Abu Torab (ابوتراب), better known by his dynastic name of Ismail III (اسماعیل), was a Safavid prince, who reigned as a figurehead under the authority of Ali Mardan Khan Bakhtiari briefly from 1750 to 1751, and then under the Zand ruler Karim Khan Zand from 1751 till his death in 1773.

== Biography ==
Abu Torab's father was Mirza Morteza, who was a former court official, and his mother was a daughter of the former Safavid king (shah) Sultan Husayn (r. 1694–1722).

In May 1750, the Chahar Lang chieftain Ali Mardan Khan Bakhtiari and the Zand chieftain Karim Khan stormed the gates of Isfahan—its governor Abu'l-Fath Khan Bakhtiari and other prominent residents assembled to protect the fortress of the city, but agreed to surrender and collaborate with them after Ali Mardan's reasonable proposals. Abu'l-Fath, together with Ali Mardan and Karim Khan, formed an alliance in western Iran under the cover of restoring the Safavid dynasty, appointing the 17 year old Abu Torab as a puppet ruler—on June 29, Abu Torab was declared shah, and assumed the dynastic name of Ismail III.

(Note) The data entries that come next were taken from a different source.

PR #1375, opened 2026-02-18
feat(asm)!: use AsmParams to configure ASM subprotocols end-to-end

prajwolrg:
## Description

Replace the old `RollupParams`-based ASM configuration with a dedicated `AsmParams` structure that is threaded from CLI through NodeContext to the ASM worker and spec.

- Add `gen-asm-params` subcommand to datatool for generating `AsmParams` from operator keys, deposit amounts, and other inputs
- Thread `AsmParams` from CLI args through `NodeContext` to the ASM worker
- Build AsmSpec directly from AsmParams, removing the old `RollupParams` dependency in the ASM layer
- Load both v0 and new version of the checkpoint subprotocol
- Update the test harness to use a builder pattern with optional subprotocol param overrides
- Generate ASM params in functional tests
- Fix bridge param Arbitrary impl to generate at least one operator
- Generate random keypair for admin in tests

### Type of Change

- [ ] Documentation update
- [ ] Refactor
- [ ] New or updated tests
- [ ] Dependency Update

## Notes to Reviewers

- [ ]  Yes
- [ ]  No

## Checklist

### DIFF
--- a/functional-tests-new/common/config/params.py
+++ b/functional-tests-new/common/config/params.py
@@ -157,6 +157,7 @@ class AdminSubprotocolConfig:
     strata_administrator: ThresholdConfig
     strata_sequencer_manager: ThresholdConfig
     confirmation_depth: int = 144
+    max_seqno_gap: int = 100
 
 
 @dataclass


storopoli (commented):
`AsmParams` is randomized in harness setup, creating nondeterministic bridge/admin/checkpoint config.

tests/harness/test_harness.rs
```diff
@@ -127,20 +131,26 @@ impl AsmTestHarness {
         let mut params = strata_test_utils_l2::gen_params().rollup;
         params.network = Network::Regtest;
         let genesis_view = get_genesis_l1_view(&client, &genesis_hash).await?;
-        params.genesis_l1_view = genesis_view;
+        params.genesis_l1_view = genesis_view.clone();
         let params = Arc::new(params);
 
-        // 4. Create worker context
+        // 4. Build AsmParams via arbitrary, then override magic and l1_view
+        let mut asm_params: AsmParams = ArbitraryGenerator::new().generate();
```
storopoli: Using `ArbitraryGenerator` here means only `magic`/`l1_view` are deterministic, while bridge/admin/checkpoint config remains random. This can create invalid runtime state (for example empty bridge operators) and cause panics/timeouts in integration tests. Please construct deterministic `AsmParams` from fixture values instead.

crates/asm/spec/src/lib.rs
```diff
@@ -4,115 +4,64 @@
...
-            })
-            .collect();
-        let threshold = NonZero::new(1).unwrap();
-        let admin_config = ThresholdConfig::try_new(admin_pubkeys.clone(), threshold).unwrap();
-
-        let admin_params = AdministrationSubprotoParams::new(
-            admin_config.clone(),
-            admin_config,
-            2, // confirmation_depth: updates activate 2 blocks after submission
+        assert!(
```
storopoli: These `assert!` checks panic on malformed `asm_params` input. Since ASM params are now externally provided, this should return a structured error (for example a dedicated `AsmSpecError`/`InitError::InvalidAsmParams`) so startup can fail gracefully with actionable diagnostics instead of aborting the process.

tests/harness/test_harness.rs
prajwolrg: I think it's better to use `Arbitrary` instead of using some fixed values. You were right to point about the operators needing to be non-empty. I've updated the implementation to support for that. 

I'm also curious to know your thought on whether we should use something like [vec1](https://crates.io/crates/vec1) to enforce that there is at least an operator in the params, or manually create a new type that enforces the invariant.

crates/asm/spec/src/lib.rs
prajwolrg: I'll handle this in a separate PR. For now, this is irrelevant.

bewakes (dismissed):
LGTM

storopoli (dismissed):
ACK 7ee718e6fc3e52abdcf6752ec70902868ea777cd

PR #1377, opened 2026-02-18
feat(functional-tests): add OL mock deposit+withdrawal test (STR-2020)

voidash:
## Description

Add an end-to-end functional test that verifies deposit and withdrawal flows through the OL without a real EE, using the debug subprotocol to inject mock deposits via Bitcoin transactions.

### What this PR does

**Rust changes:**
- Add `debug-asm` feature flag that conditionally switches ASM worker from `StrataAsmSpec` to `DebugAsmSpec`, enabling the debug subprotocol (ID 255)
- Add `create-mock-deposit` CLI command to `strata-test-cli` — builds a Bitcoin tx with SPS-50 tagged OP_RETURN that injects `DepositIntentLogData` via the debug subprotocol's MockAsmLog mechanism
- Add `build-snark-withdrawal` CLI command — constructs `RpcOLTransaction` JSON with SSZ-encoded `SnarkAccountUpdate` containing a withdrawal `OutputMessage`

**Python test framework changes:**
- Add `OLIsolatedEnvConfig` — starts Bitcoin + Strata (OL only, no EE) with configurable genesis snark accounts
- Add `common/test_cli.py` — subprocess wrapper for `strata-test-cli` commands
- Add `EpochSealingConfig` support (slots_per_epoch=5 for fast terminal blocks in tests)
- Fetch real `GenesisL1View` from bitcoind (target, timestamps) instead of hardcoded values

**Test flow (`test_mock_withdrawal`):**
1. Start bitcoind (regtest) + strata sequencer with a genesis snark account
2. Inject 20 BTC deposit via `create-mock-deposit` (debug subprotocol)
3. Mine Bitcoin blocks, wait for OL terminal block to process L1 manifest
4. Assert balance == 20 BTC
5. Submit 1 BTC withdrawal via `build-snark-withdrawal` + `strata_submitTransaction`
6. Assert balance == 19 BTC

### Type of Change

- [x] New or updated tests

## Notes to Reviewers

The `debug-asm` feature is only enabled during functional tests (`run_tests.sh` passes `-F debug-asm`). Production builds are unaffected.

The two new `strata-test-cli` commands replace previous Python encoding utilities (SSZ, strata-codec) with authoritative Rust implementations, eliminating encoding parity bugs.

Ali Mardan then took the title of Vakil-e daulat ("deputy of the state") as the head of the administration, while Abu'l-Fath maintained his post as governor of Isfahan, and Karim Khan was appointed commander (sardar) of the army, and was given the task of conquering the rest of Iran. Ali Mardan eventually broke the alliance by killing Abu'l-Fath and extracting heavy tax on the inhabitants.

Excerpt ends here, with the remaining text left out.